• [The problem]:
In the records that follow, how many lines contain the word "since"? Give only that figure.

• [Record set]:
PR #55, opened 2023-07-26
RD-9079: Records with duplicate fields names

bgaidioz:
## Main change

The `RecordObject` class has changed:
* values are stored in a `DynamicObject` like they used by stored in, but keys are field _indexes_ instead of field names. That permits to use that class as a storage object without messing up with duplicated keys.
* keys are stored in a `String[]` (possibly duplicated),
* the API write keys takes a key name _and_ an index, that permits to enter duplicated keys.
* the interop API that returns keys (non-duplicated) implements the renaming before returning the list of keys,

The export to JSON is using that API to write a JSON file (since duplicated keys are discouraged by the JSON specs) while certain language nodes (like `Concat`) are using the real keys in order to maintain the proper key names.

The `RecordObject` used to extend `DynamicObject` and have the same API to insert key/values. Here it has a custom API which ideally should be used internally, while using the `Interop` API should be left to external systems. New APIs permit to write keys at a certain index, or for convenience without specifying an index, in which case the 'index++' is used. It also has APIs to read by index (which are now used by nodes that may hit duplicate keys, like `Concat`).

The `RecordObject` still exports the _Interop API_ and several components in the code are accessing it through it. That permits to export it to other Truffle languages. Likely it will be seen as an object with fields that have the keys' names. The `Node` related internal code of _our_ language should use the internal API, so that it can deal with effective field names there's no confusion of which keys are used. This has been done in certain nodes that handle keys in a critical way (`RemoveField`, `Concat`, etc.) but can be implemented in a further patch.

As I was changing the `RecordObject`, I thought since now its usage of a `DynamicObject`  is internal, we can move the boilerplate `Shape` computation to that class.

## Other changes
* `RecordWriteJson` doesn't need the `fieldNameMap` (I think), since fields are written in order of the `RecordType` attributes.
* the `Rql2OutputTestContest` now turns records into sequences of key/values, instead of map. Initially it was to support possible duplicated keys, but they are renamed

### DIFF
--- a/raw-compiler-rql2/src/test/scala/raw/compiler/rql2/tests/regressions/RD5714Test.scala
+++ b/raw-compiler-rql2/src/test/scala/raw/compiler/rql2/tests/regressions/RD5714Test.scala
@@ -23,12 +23,7 @@ trait RD5714Test extends CompilerTestContext {
     |    colB = [{id: 2, firstName: "john"}],
     |    join = List.Join(colA, colB, i -> i.name == i.firstName)
     |in Json.Print(join)""".stripMargin) { it =>
-    if (language == "rql2-truffle") {
-      // rql2-truffle fixes duplicated fields as part of RD-9079
-      it should evaluateTo(""" "[{\"id\":1,\"name\":\"john\",\"id\":2,\"firstName\":\"john\"}]" """.stripMargin)
-    } else {
-      it should evaluateTo(""" "[{\"id\":1,\"name\":\"john\",\"id_1\":2,\"firstName\":\"john\"}]" """.stripMargin)
-    }
+    it should evaluateTo(""" "[{\"id\":1,\"name\":\"john\",\"id_1\":2,\"firstName\":\"john\"}]" """.stripMargin)
   }
 
   test("""let colA = [{id: 1, name: "john"}],
@@ -45,11 +40,7 @@ trait RD5714Test extends CompilerTestContext {
         } finally {
           source.close()
         }
-      if (language == "rql2-truffle") {
-        assert(s == """[{"id":1,"name":"john","id":2,"firstName":"john"}]""")
-      } else {
-        assert(s == """[{"id":1,"name":"john","id_1":2,"firstName":"john"}]""")
-      }
+      assert(s == """[{"id":1,"name":"john","id_1":2,"firstName":"john"}]""")
     } finally {
       Files.delete(path)
     }
--- a/raw-runtime-rql2-truffle/src/main/java/raw/runtime/truffle/RawLanguage.java
+++ b/raw-runtime-rql2-truffle/src/main/java/raw/runtime/truffle/RawLanguage.java
@@ -15,7 +15,6 @@ package raw.runtime.truffle;
 import com.oracle.truffle.api.TruffleLanguage;
 import com.oracle.truffle.api.instrumentation.ProvidedTags;
 import com.oracle.truffle.api.instrumentation.StandardTags;
-import com.oracle.truffle.api.object.Shape;
 import com.oracle.truffle.api.nodes.Node;
 import raw.runtime.truffle.runtime.record.RecordObject;
 
@@ -26,12 +25,6 @@ public final class RawLanguage extends TruffleLanguage<RawContext> {
     public static final String ID = "rql";
     public static final String VERSION = "0.10";
     public static final String MIME_TYPE = "application/x-rql";
-
-    private final Shape rootRecordShape;
-
-    public RawLanguage() {
-        this.rootRecordShape = Shape.newBuilder().layout(RecordObject.class).build();
-    }
 
     @Override
     protected final RawContext createContext(Env env) {
@@ -50,11 +43,7 @@ public final class RawLanguage extends TruffleLanguage<RawContext> {
     }
 
     public RecordObject createRecord() {
-        return new RecordObject(rootRecordShape);
-    }
-
-    public RecordObject createRecord(Shape shape) {
-        return new RecordObject(shape);
+        return new RecordObject();
     }
 
 }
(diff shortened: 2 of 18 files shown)


raw-compiler-rql2/src/test/scala/raw/compiler/rql2/tests/regressions/RD5714Test.scala
```diff
@@ -23,7 +23,7 @@ trait RD5714Test extends CompilerTestContext {
     |    colB = [{id: 2, firstName: "john"}],
     |    join = List.Join(colA, colB, i -> i.name == i.firstName)
     |in Json.Print(join)""".stripMargin)(
-    _ should evaluateTo(""" "[{\"id\":1,\"name\":\"john\",\"id\":2,\"firstName\":\"john\"}]" """.stripMargin)
+    _ should evaluateTo(""" "[{\"id\":1,\"name\":\"john\",\"id_1\":2,\"firstName\":\"john\"}]" """.stripMargin)
```
Alexzerntev, line 26: Will it break scala after release?

raw-runtime-rql2-truffle/src/main/java/raw/runtime/truffle/RawLanguage.java
```diff
@@ -27,12 +26,6 @@ public final class RawLanguage extends TruffleLanguage<RawContext> {
     public static final String VERSION = "0.10";
     public static final String MIME_TYPE = "application/x-rql";
 
-    private final Shape rootRecordShape;
-
-    public RawLanguage() {
-        this.rootRecordShape = Shape.newBuilder().layout(RecordObject.class).build();
```
Alexzerntev, line 33: In the documentation it says that all dynamic object should be created with the same shape. So the internal lookup for values is faster. So this code should exist somewhere globally. (As it here)

raw-runtime-rql2-truffle/src/main/java/raw/runtime/truffle/ast/expressions/record/RecordProjNode.java
```diff
@@ -14,39 +14,33 @@
...
 
 @NodeInfo(shortName = "Record.Project")
 @NodeChild("receiverNode")
 @NodeChild("indexNode")
 public abstract class RecordProjNode extends ExpressionNode {
 
     @Specialization(limit = "3")
-    protected Object readMember(Object record, String key,
-                                @CachedLibrary("record") InteropLibrary records) {
+    protected Object readMember(Object record, String key) {
```
Alexzerntev, line 30: Could be RecordObject instead of Object to avoid cast

raw-runtime-rql2-truffle/src/main/java/raw/runtime/truffle/ast/expressions/record/RecordProjNode.java
```diff
@@ -14,39 +14,33 @@
...
             throw new RawTruffleInternalErrorException(e, this);
         }
     }
 
-    @Specialization(limit = "3")
-    protected Object readMember(Object record, int index,
-                                @CachedLibrary("record") InteropLibrary records,
-                                @CachedLibrary(limit = "1") InteropLibrary libraries) {
+    @Specialization
+    protected Object readMember(Object rec, int index) {
```
Alexzerntev, line 39: same here

raw-compiler-rql2/src/test/scala/raw/compiler/rql2/tests/regressions/RD5714Test.scala
bgaidioz: Yes. That test probably fails in Scala. I'm not too scared because we should hit a CI/test error when trying to upgrade the dependency. But yes.

raw-runtime-rql2-truffle/src/main/java/raw/runtime/truffle/runtime/record/RecordObject.java
```diff
@@ -114,25 +153,62 @@ boolean isMemberRemovable(String member,
...
+            distinctKeys = null;
+        }
+        keys.set(idx, key);
+        valuesLibrary.put(values, idx, value);
+    }
+
+    // adds a value by key only (auto-increment the index)
+    // TODO replace all internal calls to writeMember by calls to addByKey
+    public void addByKey(String key, Object value) {
+        valuesLibrary.put(values, keys.size(), value); // "key" to use in the dynamic object is the current index.
```
torcato, line 200: Remember to add a jira issue for this. Replacing all writeMember by addByKey

raw-runtime-rql2-truffle/src/main/java/raw/runtime/truffle/runtime/record/RecordObject.java
```diff
@@ -114,25 +153,62 @@ boolean isMemberRemovable(String member,
...
+        keys.add(key); // the original key is added (possible duplicate)
+    }
+
     @ExportMessage
-    public void writeMember(String name, Object value,
-                            @CachedLibrary("this") DynamicObjectLibrary objectLibrary) {
-        objectLibrary.put(this, name, value);
+    // TODO replace all internal calls to writeMember by calls to addByKey
+    public void writeMember(String name, Object value) {
+        addByKey(name, value);
```
torcato, line 207: When we replace the internal usage of writeMember by addByKey then this function can be updated with  the typical behavior.

torcato (approved):
We will have a later change replacing the internal use of writeMember with addByKey and making the writeMember have the typical behavior, overwrite values instead of appending. Maybe something to discuss.

raw-runtime-rql2-truffle/src/main/java/raw/runtime/truffle/runtime/record/RecordObject.java
bgaidioz: https://raw-labs.atlassian.net/browse/RD-9392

• [The completed task]:
3